Many mothers, pregnant after a prior cesarean birth, feel pressured to schedule a routine repeat cesarean when they prefer to labor for a VBAC.

Care providers have an obligation to share information with you about your care. To present the risks and benefits of planning a VBAC or choosing a routine repeat cesarean. When you have received all the information you need to feel confident to make a decision, the choice is yours.  No provider should frighten or coerce you into having a routine repeat cesarean.The decision to have a repeat cesarean or labor for a VBAC is yours.

Prenatal visits give you the opportunity to have a frank discussion with your caregiver about your concerns and how you will be cared for. It is your right to participate in all decisions regarding your health and the health of your baby.
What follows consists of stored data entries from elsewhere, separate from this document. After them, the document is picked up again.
PR #2617, opened 2025-08-12
feat: add semantic conventions for gce instance labels

paulojmdias:
Relates to https://github.com/open-telemetry/opentelemetry-collector-contrib/pull/41919

## Changes

This change introduces a new templated attribute for Google Compute Engine instance labels.
The attribute prefix gcp.gce.instance.labels.<key> follows the existing GCP/GCE naming scheme and aligns with current semantic conventions for similar resources (e.g., container.label).


ridwanmsharif (approved):
Makes sense to me from the GCP side of things. Will wait for semconv approvers for a review

model/gcp/registry.yaml
```diff
@@ -195,3 +195,13 @@ groups:
...
+      - id: gcp.gce.instance.labels
+        type: template[string]
+        stability: development
+        brief: >
+          GCE instance labels, `<key>` being the label name and the value being the label value.
+        note: >
+          For example, a GCE instance label `env` with value `prod` SHOULD be recorded as the
+          `gcp.gce.instance.labels.env` attribute with value `"prod"`.
+          The `<key>` MUST be the exact GCE instance label key.
+        examples: [ 'prod' ]
```
thompson-tomo: Would prefer to see this in the host namespace given  the reusability potential.

thompson-tomo:
I feel that we should add this to the host namespace for maximum interoperability and work towards phasing out the dedicated gce namespace.

thompson-tomo (commented):
I feel that we should add this to the host namespace for maximum interoperability and work towards phasing out the dedicated gce namespace as the need is currently very low.

model/gcp/registry.yaml
jsuereth: This is against the direction we're taking in the entities SIG

jsuereth:
This seems highly related to a new SIG forming - https://github.com/open-telemetry/community/pull/2837

I'm supportive of adding these labels now, but I also think we should track the long term direction here, as there may be other places we want these labels.

model/gcp/registry.yaml
```diff
@@ -195,3 +195,13 @@ groups:
         brief: >
           The hostname of a GCE instance. This is the full value of the default or [custom hostname](https://cloud.google.com/compute/docs/instances/custom-hostname-vm).
         examples: ['my-host1234.example.com', 'sample-vm.us-west1-b.c.my-project.internal']
+      - id: gcp.gce.instance.labels
```
jsuereth, line 324: This will need to be attached to a signal (see `entities.yaml`). These should be descriptive attributes on the `gcp.gce.instance`

paulojmdias: Done.

I agree that this should probably discuss a long-term solution, as this data exists in multiple cloud providers, and I see a huge benefit in standardizing it.

model/gcp/registry.yaml
paulojmdias: Understood, either way, I also updated the example to be something more agnostic than the `environment`

model/gcp/gce-entities.yaml
```diff
@@ -10,3 +10,13 @@ groups:
         requirement_level: recommended
       - ref: gcp.gce.instance.hostname
         requirement_level: recommended
+      - ref: gcp.gce.instance.labels
```
jsuereth, line 13: Nit: can you add `role: descriptive` to this?

paulojmdias: Sure! Added 👍

paulojmdias: @jsuereth, can you re-open the PR?

dashpole:
@paulojmdias can you reopen this when you get the chance?

paulojmdias:
Thanks for reopen @dashpole. I couldn't reopen it 🙏

paulojmdias:
@dashpole Conflicts fixed 👍

dashpole (approved):

dashpole (approved):

lmolkova (approved):

jsuereth (approved):

PR #2619, opened 2025-08-12
feat: add semantic conventions for gce instance group manager

### LINKED ISSUE #905: gcp.gce: Add instance group name
### Area(s)

area:gcp

On GCE, [instance groups](https://cloud.google.com/compute/docs/instance-groups) can be used to organize the configuration and lifecycle of multiple VM instances as a single entity. I'd like to associate the instance group name with telemetry from its individual instances to help with grouping, in the same way that a cluster or namespace helps to group k8s pods.

A new attribute `gcp.gce.instance.group` that is *optionally* populated on GCP instances. It can be retrieved as the value of the [`created-by` instance metadata field](https://cloud.google.com/compute/docs/instance-groups/getting-info-about-migs#checking_if_a_vm_instance_is_part_of_a_mig).

* Fetching instance group at query time -- doesn't work if the instance no longer exists
* Using a label or naming convention -- fragile

### Additional context

_No response_

paulojmdias:
Fixes #905 

## Changes

This PR adds semantic conventions for Google Compute Engine (GCE) Managed Instance Group (MIG) attributes, aligning with the existing definitions in the [GCP GCE resource detection processor](https://github.com/open-telemetry/opentelemetry-collector-contrib/blob/main/processor/resourcedetectionprocessor/internal/gcp/metadata.yaml#L74-L85).

New attributes
	•	gcp.gce.instance_group_manager.name – The IGM name managing this VM.
	•	gcp.gce.instance_group_manager.zone – Zone of a zonal IGM (set only for zonal MIGs).
	•	gcp.gce.instance_group_manager.region – Region of a regional IGM (set only for regional MIGs).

  • During your pregnancy you should have several discussions about the benefits and risks of VBAC and repeat cesarean.
  • Ask your caregiver about his/her VBAC rate, repeat cesarean rate, and VBAC success rate.
  • Discuss your personal medical condition with regard to VBAC and repeat cesarean. You may need to review your operative record (documentation of the surgery.)
  • Ask what safety measures are in place to respond to an obstetric emergency including a uterine rupture.
  • Try to get the hospital informed consent forms for procedures that you may need (for induction, an epidural, pain medications) during your pregnancy so that you have the time to read and understand them.
  • Make a list of the advantages and disadvantages of planning a VBAC or scheduling a repeat cesarean and discuss them with your partner.
  • Consider having a doula at your birth, a midwife as your primary caregiver, or giving birth in a birth center.

Giving birth is a transformative experience. Your caregivers should make you feel cared for, respected, and supported in your wishes and needs.